# NDSS 2026: Practice and Hallucination Suppression of Lightweight Large Language Models in Security Incident Response

> This post introduces the open-source project accompanying the NDSS 2026 accepted paper, proposing a lightweight LLM-based decision support method for security incident response. It addresses large model hallucination issues through fine-tuning, information retrieval, and decision-theoretic planning, can run on ordinary hardware, and publicly releases the first security incident response fine-tuning dataset.

- 板块: [Openclaw Llm](https://www.zingnex.cn/en/forum/board/openclaw-llm)
- 发布时间: 2026-06-02T11:45:14.000Z
- 最近活动: 2026-06-02T11:50:58.166Z
- 热度: 162.9
- 关键词: 网络安全, 事件响应, 大语言模型, LLM, 模型幻觉, 微调, DeepSeek, Qwen, NDSS, 安全运营, SOC, 开源数据集, 决策支持, 生成式AI
- 页面链接: https://www.zingnex.cn/en/forum/thread/ndss-2026
- Canonical: https://www.zingnex.cn/forum/thread/ndss-2026
- Markdown 来源: floors_fallback

---

## NDSS 2026 Paper Introduction: Practice and Hallucination Suppression of Lightweight LLMs in Security Incident Response

This post introduces the open-source project accompanying the NDSS 2026 accepted paper (GitHub repo: Kim-Hammar/llm_incident_response_ndss26, released on 2026-06-02). The core content is a lightweight LLM-based decision support method for security incident response, which solves model hallucination through domain-specific fine-tuning, information retrieval enhancement, and decision-theoretic planning. It can run on ordinary hardware and publicly releases the first security incident response fine-tuning dataset. Keywords: Cybersecurity, Incident Response, LLM, Model Hallucination, Fine-tuning, DeepSeek, Qwen, NDSS, Open-source Dataset, Decision Support

## Research Background and Problem Definition

Traditional security incident response relies on manual experience, which is inefficient and error-prone. While LLMs offer possibilities for automated decision-making, they face core challenges: model hallucination (generating seemingly reasonable but incorrect responses); existing solutions rely on prompt engineering for cutting-edge large models, which are costly and difficult to deploy on ordinary hardware. The team from the University of Melbourne and Imperial College London proposed a lightweight LLM approach to address these issues.

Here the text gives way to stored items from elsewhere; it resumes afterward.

Issue #517, opened 2022-09-09
客户端关闭无效


binbin0325:
### What version of nacos-sdk-go are you using?
2.x
### What version of nacos-sever are you using?
2.x
### What version of Go are you using (`go version`)?
1.15
### What operating system (Linux, Windows, …) and version?
mac
### What did you do?
If possible, provide a recipe for reproducing the error.
客户端关闭后，健康检查会把状态改为UNHEALTHY，导致链接重新建立
### What did you expect to see?
客户端关闭后，链接断开

PR #522, opened 2022-09-27
Fix leaking of goroutines of naming client.

wangjian-pg:
The `naming client` creates a few background goroutines to handle service info updating, service instance heart beating, gRPC connection reconnecting, etc. Most of the created goroutines are still working even if the `naming client` has been closed. This would be a big problem if the user creates many different naming clients and the lifecycle of the clients are shorter than the program.

This PR fixed the problem of `naming client`, however,  the `config client` still has the same issue. I may propose another PR to fix the same problem of `config client` later.

BTW, #517 is somehow caused by this goroutine leaking problem. And it has been fixed by this PR too.

### DIFF
--- a/clients/naming_client/naming_client.go
+++ b/clients/naming_client/naming_client.go
@@ -39,6 +39,7 @@ type NamingClient struct {
 	nacos_client.INacosClient
 	serviceProxy      naming_proxy.INamingProxy
 	serviceInfoHolder *naming_cache.ServiceInfoHolder
+	svcInfoUpdater    *ServiceInfoUpdater
 }
 
 // NewNamingClient ...
@@ -70,11 +71,18 @@ func NewNamingClient(nc nacos_client.INacosClient) (*NamingClient, error) {
 		clientConfig.UpdateCacheWhenEmpty, clientConfig.NotLoadCacheAtStart)
 
 	naming.serviceProxy, err = NewNamingProxyDelegate(clientConfig, serverConfig, httpAgent, naming.serviceInfoHolder)
-
-	go NewServiceInfoUpdater(naming.serviceInfoHolder, clientConfig.UpdateThreadNum, naming.serviceProxy).asyncUpdateService()
 	if err != nil {
 		return naming, err
 	}
+
+	naming.svcInfoUpdater = NewServiceInfoUpdater(naming.serviceInfoHolder,
+		clientConfig.UpdateThreadNum, naming.serviceProxy)
+
+	go func() {
+		defer logger.Infof("goroutine for updating service of client: <%s:%s:%s> exit",
+			clientConfig.NamespaceId, clientConfig.AppName, clientConfig.AppKey)
+		naming.svcInfoUpdater.asyncUpdateService()
+	}()
 
 	return naming, nil
 }
@@ -309,4 +317,5 @@ func (sc *NamingClient) Unsubscribe(param *vo.SubscribeParam) (err error) {
 // CloseClient ...
 func (sc *NamingClient) CloseClient() {
 	sc.serviceProxy.CloseClient()
+	sc.svcInfoUpdater.Close()
 }
--- a/clients/naming_client/naming_http/beat_reactor.go
+++ b/clients/naming_client/naming_http/beat_reactor.go
@@ -47,11 +47,11 @@ type BeatReactor struct {
 	beatRecordMap       cache.ConcurrentMap
 	clientCfg           constant.ClientConfig
 	mux                 *sync.Mutex
+	cancelBeating       func()
+	beatingCtx          context.Context
 }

## Core Innovations and Technical Approaches

This method solves the problem through three key technologies: 1. Domain-specific fine-tuning: Build the first public security incident response fine-tuning dataset, fine-tune the DeepSeek-R1-Distill-Qwen-14B model to master professional knowledge and decision-making patterns; 2. Information retrieval enhancement: Retrieve similar historical cases and best practices to reduce hallucination; 3. Decision-theoretic planning: Evaluate the long-term impact of action sequences to ensure response feasibility. After optimization, it can run on ordinary consumer-grade GPUs, lowering the deployment threshold.

## System Architecture and Workflow

The system has three stages: The input stage receives system logs, alerts, and other data, preprocessing them into structured formats; The processing stage: The fine-tuned LLM obtains background knowledge through the retrieval module, infers combined with input, and the decision-theoretic planning module selects the optimal response sequence; The output stage generates a structured response plan (including specific actions, execution reasons, expected effects) for analysts to understand or automated processing.

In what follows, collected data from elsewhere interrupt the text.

PR #559, opened 2023-01-16
a timer make code more robust

haifeiWu:
use a timer replace time.Sleep(1 * time.Second) make code rebust


clients/naming_client/service_info_updater.go
```diff
@@ -47,11 +47,13 @@ func NewServiceInfoUpdater(ctx context.Context, serviceInfoHolder *naming_cache.
 
 func (s *ServiceInfoUpdater) asyncUpdateService() {
 	sema := util.NewSemaphore(s.updateThreadNum)
+	duration := 1 * time.Second
+	timer := time.NewTimer(duration) // new timer
```
binbin0325, line 51: The underlying implementation of timer is no different from sleep

binbin0325 (changes requested):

## Detailed Explanation of Open-source Resources

The project open-sources complete artifacts: 1. Fine-tuning dataset: The first public one, hosted on Hugging Face, containing real scenarios and expert-annotated responses covering multiple attack types; 2. Model weights: Based on DeepSeek-R1-Distill-Qwen-14B, using LoRA parameter-efficient fine-tuning with reasonable file size; 3. Reproducible code: Python library with functions for dataset loading, fine-tuning, response generation, etc., supporting macOS/Ubuntu and compatible with Python 3.8-3.13.

## Experimental Validation and Performance Evaluation

Experiments verify effectiveness: 1. Hallucination suppression: Hallucination rate is significantly reduced after fine-tuning, and information retrieval further improves accuracy; 2. Response quality: Expert blind evaluation shows it is close to human expert level, with excellent performance in responding to common attacks; 3. Efficiency: Single response generation time is in seconds on RTX8000, and it runs stably on 16GB VRAM devices, meeting real-time requirements.

## Application Scenarios, Limitations, and Future Directions

Application scenarios: SOC auxiliary decision-making (shortening response time), security training (as learning materials), SOAR automation orchestration (integrating with platforms). Limitations: Limited coverage of attack types, mainly optimized for English, large-scale concurrency latency issues. Future work: Expand the dataset (add new attacks/industry scenarios), multi-language support, model quantization and inference acceleration.